Now, the trade-off we have with this is device is that it's low resolution. It's a single 1280 by 800 panel on the back here, and it's split between the two eyes, so you've only got 640 by 800 per eye. But it's obvious we're going to have 1080p panels by the end of the year, and next year 2.5K panels, so that's one thing that's going to be happening no matter what we do.
The sensor that I've got on here is a weight gyro - so it can determine orientation, but it cannot determine horizontal position. I have another demo that I can do with a Razer Hydra that can have position on there, which is reall,y really neat, but unfortunately it's got such a lumpy configuration space that it can be really great over here, but if you look over here you're tilted at the wrong angle... It's not quite good enough, but that is one of the major steps to take on this, the integrated position tracker.
EG: Do you see crossover between this technology and the wearable computing stuff that Google and Valve are working on?
"I'm not the world's biggest 3DTV booster, I think that it's a little bit of a dubious feature, especially if you have to trade frame rate away for the 3D effect."
JC: Yeah, I'm going up to meet with Valve next month. I actually think augmented reality has more commercial potential. You can imagine everyone with a smartphone five years from now having an AR goggle on there - it's something that really can touch a lot more people's lives.
But my heart's still a lot more with the immersive VR, creating virtual worlds and putting people in them. If anything, this is a little closer to reality than the AR goggles - the Google Glass vision video, that's not reality yet. That's where reality may get. But there are overlapping problem spaces. I'm looking forward to chatting with those guys about what they've done.
EG: I've only got a few minutes left, can I play?
[I play.]
Fabulous. That was really entertaining! Thank you very much.
JC: That's the vision of what VR was always supposed to be like. This is most impressive for people that have actually tried other head-mounted displays, which aren't that cool.
No matter what you do on a screen, you can't have that same level of impact.

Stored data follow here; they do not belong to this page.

PR #561, opened 2026-05-14
Add pretrain auxiliary probes and unify low-label eval config

Hgherzog:
## What changed

- Add S2-only pretrain auxiliary probes (worldcover, osm, srtm, canopy, cdl, worldcereal) with random and geographic holdout variants.
- Missing-timestep-aware masking for pretrain subset eval samples so `MISSING_VALUE` tokens are masked instead of fed to the model.
- Unify low-label eval configuration behind a single `label_fraction` field on `DownstreamTaskConfig`. Removes the old user-facing `partition` config and `--label_percentages` sweep arg. `label_fraction` scales train labels only; valid/test stay full size.
- Stream eval metrics to W&B per evaluator (with \`checkpoint_step\`) instead of buffering all tasks for a checkpoint.

W&B example runs are incoming.


olmoearth_pretrain/evals/datasets/pretrain_subset.py
```diff
@@ -52,25 +101,336 @@ def __init__(
...
+        if self.target_modality == OSM_TARGET_MODALITY:
+            return self._osm_label(label)
+        if self.target_modality == SRTM_TARGET_MODALITY:
+            return self._srtm_label(label)
+        if self.target_modality == WRI_CANOPY_TARGET_MODALITY:
+            return self._canopy_label(label)
+        if self.target_modality == CDL_TARGET_MODALITY:
+            return self._cdl_label(label)
+        if self.target_modality == WORLDCEREAL_TARGET_MODALITY:
+            return self._worldcereal_label(label)
```
gabrieltseng, line 394: nit: IMO, these don't need to be their own functions. i think it would be easier to follow if the logic was just in these `if` functions

olmoearth_pretrain/evals/datasets/pretrain_subset.py
```diff
@@ -52,25 +101,336 @@ def __init__(
...
+                    latlons=self._dataset.latlon_distribution,
+                    candidate_positions=eligible_positions,
+                    split=split,
+                    seed=label_seed,
+                    train_samples=train_samples,
+                    valid_samples=valid_samples,
+                    test_samples=test_samples,
+                    bin_size_deg=geographic_bin_size_deg,
+                ).tolist()
+            else:
```
gabrieltseng, line 165: It seems like it might be expensive to recompute these splits every time we launch the evals. 

If we add this to our in-loop evals (which i'd like to) , then we'd be calling `read_csv` tens of times (3 x targets) per eval cycle (~hundreds of Mbs of reads, since its 32Mb for this particular dataset)

Since we use a fixed dataset (in all_evals.py) i wonder if its worth just storing some index npys somewhere. 

This also makes it a bit easier to investigate what this eval looks like after the fact.

gabrieltseng: or just wrap the read_csv in an lru cache as a quicker fix

olmoearth_pretrain/internal/all_evals.py
```diff
@@ -404,6 +403,163 @@ def load_user_module(path: str) -> Any:
...
+# from the osm_sampling pretraining corpus used in scripts/official/*. Using
+# osmbig keeps WorldCover/OSM/SRTM probes out-of-sample. The other map
+# modalities (CDL, WORLDCEREAL, WRI canopy) aren't present in osmbig, so their
+# probes fall back to PRETRAIN_SUBSET_H5PY_DIR (in-distribution).
+PRETRAIN_AUX_EVAL_H5PY_DIR = "/weka/dfive-default/helios/dataset/osmbig/h5py_data_w_missing_timesteps_zstd_3_128_x_4/landsat_openstreetmap_raster_sentinel1_sentinel2_l2a_srtm_worldcover/1297928"
+
+MAP_MODALITY_PROBE_INPUTS = [
+    Modality.SENTINEL2_L2A.name,
+]
+MAP_MODALITY_PROBE_INPUT_SUFFIX = "s2"
```
gabrieltseng: is there a reason to have a different suffix (and another constant) rather than just using `sentinel2_l2a` from Modality.SENTINEL2_L2A.name?

olmoearth_pretrain/internal/all_evals.py
```diff
@@ -404,6 +403,163 @@ def load_user_module(path: str) -> Any:
...
+        input_modalities=MAP_MODALITY_PROBE_INPUTS,
+        epochs=50,
+        eval_mode=EvalMode.LINEAR_PROBE,
+        probe_lr=0.01,
+        primary_metric=primary_metric,
+        h5py_dir=h5py_dir,
+        pretrain_target_modality=target_modality,
+        pretrain_train_samples=6144,
+        pretrain_valid_samples=3072,
+        pretrain_test_samples=3072,
```
gabrieltseng, line 447: is there a reason these specific numbers were picked ?

olmoearth_pretrain/evals/datasets/__init__.py
```diff
@@ -33,29 +33,88 @@ class EvalDatasetPartition(StrEnum):
...
 
+LABEL_FRACTION_TO_PARTITION: dict[float, str] = {
+    0.01: EvalDatasetPartition.TRAIN_001X,
+    0.02: EvalDatasetPartition.TRAIN_002X,
+    0.05: EvalDatasetPartition.TRAIN_005X,
+    0.10: EvalDatasetPartition.TRAIN_010X,
+    0.20: EvalDatasetPartition.TRAIN_020X,
+    0.50: EvalDatasetPartition.TRAIN_050X,
+    1.00: EvalDatasetPartition.TRAIN1X,
+}
```
gabrieltseng: This is confusing. If we are going to swap to using floats in `get_eval_dataset` (which i think is the right call) then we shouldn't need this dict at all. 

`EvalDatasetPartition` is really just a hangover from GeoBench - all other tasks could support arbitrary partitions. 

I think we should just have floats by default, and relegate the EvalDatasetPartition object to just be within the GeoBench dataset class. 

I guess the only risk is that some random fraction (0.06) gets called which isn't supported by all datasets because of GeoBench, but I don't think that justifies the concept leakage here.

olmoearth_pretrain/evals/datasets/pretrain_subset.py
gabrieltseng: Having them like this makes them easier to unit test, leaving.

olmoearth_pretrain/evals/datasets/pretrain_subset.py
gabrieltseng: added

olmoearth_pretrain/internal/all_evals.py
gabrieltseng: (no but its fine for now)

gabrieltseng (approved):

You could be rendering movies in real time, but if you're just watching the screen it's not the same thing as being in there, in the same world.
EG: And fantastic gameplay applications as well, because you can quickly see what's around you...
JC: Yeah. This one doesn't have position tracking on there, but we can do that today, it's just a different integration problem. And then you can totally imagine, you want to be able to dodge, shield yourself... If you don't have the wires on there, being able to literally move around different things. The thing that people try on there, which unfortunately doesn't work on that, is you want to be able to lean around corners... All that's possible! We can do all that stuff right now.
EG: There is a slight disconnect with playing with a controller...
JC: Yeah. I may yet take the Razer Hydra and use that for gun control, because really what you want is one more degree of freedom than we've got there, because you still need to turn yourself with the controller. You actually could play doing all your turning in the real world if I suspended the wires or something, or if it was wireless, and that's kind of interesting doing that. But you still probably want axes of movement, axes of turning, but you want to position the gun separately and actually fire over your shoulder and stuff. [Giggles delightedly.]
EG: Looks like our time is up now. That was awesome. Thanks!